WHAT THE TASK REQUIRES: In the data that follows, find the line with "This PR extends"; transcribe it, every later line up to the one with "2. Observed result", and that line as well, exactly and with no others.

*** Opening MATERIAL PROVIDED ***

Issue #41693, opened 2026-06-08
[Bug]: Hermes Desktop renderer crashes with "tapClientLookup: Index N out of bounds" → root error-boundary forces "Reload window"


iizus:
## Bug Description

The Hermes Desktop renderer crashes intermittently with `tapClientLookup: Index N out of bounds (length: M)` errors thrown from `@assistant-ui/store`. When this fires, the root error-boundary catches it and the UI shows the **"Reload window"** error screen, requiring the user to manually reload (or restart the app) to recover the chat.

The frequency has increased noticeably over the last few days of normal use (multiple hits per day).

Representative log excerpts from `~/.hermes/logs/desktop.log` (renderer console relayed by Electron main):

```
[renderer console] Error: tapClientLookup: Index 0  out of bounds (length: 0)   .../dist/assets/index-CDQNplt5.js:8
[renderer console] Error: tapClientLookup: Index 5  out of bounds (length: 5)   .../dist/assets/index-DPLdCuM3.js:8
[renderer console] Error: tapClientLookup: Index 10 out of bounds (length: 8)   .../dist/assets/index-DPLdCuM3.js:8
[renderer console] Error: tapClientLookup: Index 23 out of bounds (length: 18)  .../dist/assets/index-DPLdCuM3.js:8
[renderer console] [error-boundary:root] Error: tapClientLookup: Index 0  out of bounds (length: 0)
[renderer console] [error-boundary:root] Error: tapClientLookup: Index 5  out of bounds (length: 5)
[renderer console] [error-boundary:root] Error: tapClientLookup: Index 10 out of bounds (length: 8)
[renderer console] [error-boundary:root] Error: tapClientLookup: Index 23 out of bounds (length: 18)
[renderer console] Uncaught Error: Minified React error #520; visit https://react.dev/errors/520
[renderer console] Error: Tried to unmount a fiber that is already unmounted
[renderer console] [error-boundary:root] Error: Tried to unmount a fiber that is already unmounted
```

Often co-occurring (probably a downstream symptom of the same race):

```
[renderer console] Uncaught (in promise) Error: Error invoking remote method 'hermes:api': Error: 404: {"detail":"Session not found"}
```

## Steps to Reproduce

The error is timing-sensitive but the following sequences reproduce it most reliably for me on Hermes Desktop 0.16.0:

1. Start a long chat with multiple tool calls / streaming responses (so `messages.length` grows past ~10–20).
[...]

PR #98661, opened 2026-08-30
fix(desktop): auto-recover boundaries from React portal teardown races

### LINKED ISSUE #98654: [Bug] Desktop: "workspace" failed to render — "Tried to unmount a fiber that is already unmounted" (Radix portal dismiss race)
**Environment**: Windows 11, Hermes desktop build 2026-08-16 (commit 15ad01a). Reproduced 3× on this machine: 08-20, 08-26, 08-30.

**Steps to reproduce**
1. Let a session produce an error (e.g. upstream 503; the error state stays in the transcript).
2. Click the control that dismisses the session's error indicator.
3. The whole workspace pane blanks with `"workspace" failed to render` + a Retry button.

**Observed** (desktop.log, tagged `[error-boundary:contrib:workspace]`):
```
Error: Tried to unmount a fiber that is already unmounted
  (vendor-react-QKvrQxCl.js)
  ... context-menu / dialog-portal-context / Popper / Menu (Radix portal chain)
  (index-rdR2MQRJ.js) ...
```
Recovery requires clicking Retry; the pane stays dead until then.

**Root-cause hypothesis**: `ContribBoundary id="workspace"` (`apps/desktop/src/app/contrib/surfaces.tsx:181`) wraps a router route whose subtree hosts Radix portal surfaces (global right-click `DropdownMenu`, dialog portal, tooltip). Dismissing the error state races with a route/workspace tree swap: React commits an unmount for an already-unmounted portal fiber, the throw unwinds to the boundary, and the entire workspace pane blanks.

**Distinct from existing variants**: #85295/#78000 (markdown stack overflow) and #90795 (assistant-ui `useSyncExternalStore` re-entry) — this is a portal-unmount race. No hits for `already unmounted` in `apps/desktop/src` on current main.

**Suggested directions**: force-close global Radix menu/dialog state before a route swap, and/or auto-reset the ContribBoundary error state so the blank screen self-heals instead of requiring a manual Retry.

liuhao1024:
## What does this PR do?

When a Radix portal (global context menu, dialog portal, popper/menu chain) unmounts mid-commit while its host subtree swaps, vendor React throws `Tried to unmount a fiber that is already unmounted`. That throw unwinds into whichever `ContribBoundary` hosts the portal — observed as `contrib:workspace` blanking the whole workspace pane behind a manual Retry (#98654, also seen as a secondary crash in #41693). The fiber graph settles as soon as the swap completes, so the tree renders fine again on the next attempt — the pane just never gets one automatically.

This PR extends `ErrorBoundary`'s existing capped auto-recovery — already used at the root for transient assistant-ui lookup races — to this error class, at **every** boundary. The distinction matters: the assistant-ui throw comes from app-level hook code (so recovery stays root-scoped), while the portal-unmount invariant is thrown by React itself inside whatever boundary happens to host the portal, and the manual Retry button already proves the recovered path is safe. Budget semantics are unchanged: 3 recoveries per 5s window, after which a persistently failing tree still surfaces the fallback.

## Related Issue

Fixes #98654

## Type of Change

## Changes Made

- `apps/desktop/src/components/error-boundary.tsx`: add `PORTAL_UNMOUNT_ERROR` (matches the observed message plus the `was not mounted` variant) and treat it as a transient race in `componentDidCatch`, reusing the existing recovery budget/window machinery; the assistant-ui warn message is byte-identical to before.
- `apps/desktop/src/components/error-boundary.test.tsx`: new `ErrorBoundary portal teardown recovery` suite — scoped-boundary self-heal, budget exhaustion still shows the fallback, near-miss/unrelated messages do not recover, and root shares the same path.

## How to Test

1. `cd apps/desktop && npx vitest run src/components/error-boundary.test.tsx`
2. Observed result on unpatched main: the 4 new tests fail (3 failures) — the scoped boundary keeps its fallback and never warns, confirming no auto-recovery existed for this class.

*** Closing MATERIAL PROVIDED ***
*** Opening MATERIAL PROVIDED ***

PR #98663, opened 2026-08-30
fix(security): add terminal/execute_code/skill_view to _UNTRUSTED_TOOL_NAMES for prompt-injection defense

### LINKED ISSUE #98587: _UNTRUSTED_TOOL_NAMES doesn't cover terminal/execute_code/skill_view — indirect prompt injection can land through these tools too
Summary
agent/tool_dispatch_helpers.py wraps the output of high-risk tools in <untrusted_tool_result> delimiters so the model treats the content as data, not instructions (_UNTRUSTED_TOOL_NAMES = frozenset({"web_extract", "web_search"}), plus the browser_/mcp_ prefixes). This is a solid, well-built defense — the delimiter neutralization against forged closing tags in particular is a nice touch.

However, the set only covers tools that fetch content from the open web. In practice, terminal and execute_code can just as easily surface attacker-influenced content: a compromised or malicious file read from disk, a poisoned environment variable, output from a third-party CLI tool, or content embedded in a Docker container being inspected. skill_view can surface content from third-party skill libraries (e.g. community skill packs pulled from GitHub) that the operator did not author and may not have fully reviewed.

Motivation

*** Closing MATERIAL PROVIDED ***

RESPONSE:
This PR extends `ErrorBoundary`'s existing capped auto-recovery — already used at the root for transient assistant-ui lookup races — to this error class, at **every** boundary. The distinction matters: the assistant-ui throw comes from app-level hook code (so recovery stays root-scoped), while the portal-unmount invariant is thrown by React itself inside whatever boundary happens to host the portal, and the manual Retry button already proves the recovered path is safe. Budget semantics are unchanged: 3 recoveries per 5s window, after which a persistently failing tree still surfaces the fallback.

## Related Issue

Fixes #98654

## Type of Change

## Changes Made

- `apps/desktop/src/components/error-boundary.tsx`: add `PORTAL_UNMOUNT_ERROR` (matches the observed message plus the `was not mounted` variant) and treat it as a transient race in `componentDidCatch`, reusing the existing recovery budget/window machinery; the assistant-ui warn message is byte-identical to before.
- `apps/desktop/src/components/error-boundary.test.tsx`: new `ErrorBoundary portal teardown recovery` suite — scoped-boundary self-heal, budget exhaustion still shows the fallback, near-miss/unrelated messages do not recover, and root shares the same path.

## How to Test

1. `cd apps/desktop && npx vitest run src/components/error-boundary.test.tsx`
2. Observed result on unpatched main: the 4 new tests fail (3 failures) — the scoped boundary keeps its fallback and never warns, confirming no auto-recovery existed for this class.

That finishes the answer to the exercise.